Fall is our favorite time of year. So far, it has been a beautiful one with bright sunny days and temperatures in the 70’s.
Last weekend we took advantage of the weather, loaded up our trailer and went camping at a state park that’s just about an hour or so from our home.
We suffered through the typical Friday rush hour traffic and arrived at the campground in the early evening. Soon we were sitting around the fire sipping our adult beverages trying to figure out what we were going to do the next day.
One of the things we always like to do when we’re out in nature is hike. And this particular park had some decent trails, but most of them were way too short for our liking. I’m talking about a mile or less in distance. When we spend the majority of a day hiking, we like to do at least 7 to 10 miles.
There was one trail that traversed around a lake – a backpacking and bridle trail – which was 31 miles long, so I decided we would do that one. Not the whole thing of course. It was settled…We’d wake up in the morning, eat some breakfast (blueberry pancakes) hike 3 – 4 miles, then turn around and hike back. I had it all planned out.
So the next morning after we ate, we were getting ready to head out on the trail. However, Doug wasn’t feeling it. He injured his back last year pretty badly and he had a rough night on our less-than-high-quality mattress, and his back was killing him.
I said, “That’s OK, we don’t have to go, we can just hang around camp today or drive down to the beach instead.”
He replied, “No, lets go hiking. Maybe my back will loosen up after we get going.”
So off we went.
Mud, Ruts and Horse Poop
The trail was fairly easy for a short bit, but then we ran into some really nasty muddy stretches where the horses had carved deep ruts in the trail. It definitely made for some rough going at times. We also had to dodge several large piles of poop deposited by those same horses. To be quite honest, the hiking kind of stunk up until then because the trail meandered between two roads and we could see houses and cars zooming by. It wasn’t exactly the pristine forest that we were hoping for. But we kept sloshing forward.
After a while we got to a point where the trail forked. The map that we had was horrible and didn’t show this fork, so we had a hard time knowing where we were at, which way to go, or how far we had already gone. We weren’t lost by any means (since we could always just turnaround), but we just were not sure of where we were at (if that makes any sense).
Then we saw a little tiny sign hidden behind a tree that indicated that we were on the right trail and pointed us in the right direction. Thankfully, it directed us into a thick shady forest, but at the same time straight towards a horribly steep climb.
I thought outloud, “Gee, I think we’ve gone about 3 miles or so, do you just want to start heading back?”
Doug replied, “Nah, let’s keep going. My back is feeling better and we haven’t gone that far yet (according to his stupid Fitbit) and it’s just now starting to get good.”
So we kept hiking.
Eventually, the trail led us to the top of a ridge where the sun was shining brightly and I was starting to feel miserable. I was tired, out of breath, hot and thirsty (for some reason we only brought two bottles of water). I wanted to quit. But then the trail wound back into the shade and I felt I could go a bit further.
I’m glad that we did because the trail lowered down into a ravine where there was a beautiful waterfall with some large flat slabs of rock for us to sit upon.
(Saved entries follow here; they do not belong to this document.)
PR #179, opened 2014-12-31
Fix syntax error in gluster_volume docs

gundalow:
Previously make webdocs failed

The documentation would read better if you could put newlines in, but I can't see any way of doing that.

```
ScannerError: while scanning a simple key
  in "<string>", line 16, column 9:
            started/stopped make sure it is  ... 
            ^
could not found expected ':'
  in "<string>", line 17, column 3:
      cluster:
      ^
*** ERROR: MODULE MISSING DOCUMENTATION: ../lib/ansible/modules/extras/system/gluster_volume.py, gluster_volume ***
make[1]: *** [modules] Error 1
```


bcoca:
aside from a merge conflict, this just seems to change the outer quoting. Also a previous commit seems to already have fixed the error you mention

Issue #13, opened 2014-09-29
locale_gen does not generate locales on Arch Linux


tummychow:
##### Issue Type:

Bug report
##### Ansible Version:

1.6.10
##### Environment:

Arch Linux (both master and slave)
##### Summary:

locale_gen doesn't generate locales on Arch Linux.

The [locale_gen](https://github.com/ansible/ansible/blob/devel/library/system/locale_gen#L66) module looks for lines starting with a hash and a space, and removes the hash to enable locale generation for those lines. But Arch's locale.gen doesn't have spaces (only the hash) so no lines get uncommented. Since no locales are enabled, locale-gen does nothing.
##### Steps To Reproduce:

Create a fresh Arch Linux system and install openssh/python2 on it. Add it to your Ansible hosts.

```
$ ansible -m locale_gen -a "name=en_US.UTF-8 state=present" --extra-vars "ansible_python_interpreter=/usr/bin/python2" <your Arch Linux target here>
$ ssh <your arch linux target here> locale -a
```
##### Expected Results:

The Ansible ad-hoc command should succeed and indicate "changed"
The ssh command `locale -a` should list all the locales on the system. `en_US.UTF-8` should be on the list.
##### Actual Results:

The Ansible command does succeed, but C and POSIX are the only locales listed aftewards. `en_US.UTF-8` does not appear.

Note: clone of ansible/ansible#8387

bcoca:
closing this as fixed by #181

PR #181, opened 2015-01-03
Allow every type of locales + archlinux fix

sterfield:
Hi,

Here's a pull request in order to fix several issues on locale_gen module:
- The previous version of this code was supporting only locales using the format "[language]_[territory].[charset]". But all the locales that doesn't have this format were not installable (for example, "fr_FR" or "fr_FR@euro").
- If an invalid locales was provided, the module kept sending a "changed" status.
- This module was not working for archlinux (see Issue #13 )

Now:
- if the user provides an invalid locales, the module failed. Locales are verified using /etc/locale.gen or /usr/share/i18n/SUPPORTED if Ubuntu
- Every types of valid locales are now supported, even if there's no "." in it (which was the previous verification)
- The locale module was not working on Archlinux, as there's no space between the "#" and the locale. This is now supported. Credits goes to danderson189, this is his code.

This module was tested on debian jessie, ubuntu 14 LTS and last Archlinux.

Thanks !

### DIFF
--- a/system/locale_gen.py
+++ b/system/locale_gen.py
@@ -4,6 +4,7 @@
 import os
 import os.path
 from subprocess import Popen, PIPE, call
+import re
 
 DOCUMENTATION = '''
 ---
--- a/system/locale_gen.py
+++ b/system/locale_gen.py
@@ -36,6 +36,26 @@ EXAMPLES = '''
 # location module specific support methods.
 #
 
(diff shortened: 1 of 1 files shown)


jpic:
Tested -> working for me !

Note that on my box I also need #221 for locale_gen to work properly on Arch.

Let's hope it's in the next Ansible release.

We rested, ate some lunch and let our dog play in the water for a bit. It was a perfect spot!
After we were done there, we turned around and headed back towards camp the way we came.
And we almost never do this…As we were on the final stretch, we slowed down a bit, held hands and finished the hike together.
A Mirror of Our Affair Recovery Journey
Later that evening while sitting around the fire, I mentioned how our hike that day mirrored our affair recovery journey.
At the beginning, it was me who was doing all the work. I was doing all the reading. I was scouring the blogs and surfing the Internet for anything that might help. I was the one who called the counselor. I was the one looking at myself and my faults. I was the one making changes.
When things got hard I had to learn how not to pretend anymore. I had to own my new reality. I had to learn how to process pain. I had to keep doing the work. And there were certainly times when I wanted to quit and stop the “climbing.”
Yet Doug was now committed. He started doing the hard work and didn’t want to go back to the way things were and the way he used to be.
Yes, there were times that we each thought there were inequities – where one of us thought we were doing more than the other. Times where Doug thought he was moving forward while I was feeling sorry for myself or times where I was finding my strength and power and had to prod Doug to pick it up a bit.
It was several months into our affair recovery journey – probably 2 years or more – before we felt we were moving in stride – together. I’m grateful that I had the patience to wait for that moment. And though there were times when we each felt like giving up, I’m also grateful that we never felt like giving up at the same time.
I would encourage you to take your own hike in the woods – hopefully together. And be patient in those moments when you feel as though one of you is working harder or pulling more weight than the other. And watch for those moments when you’re hiking in sync, together.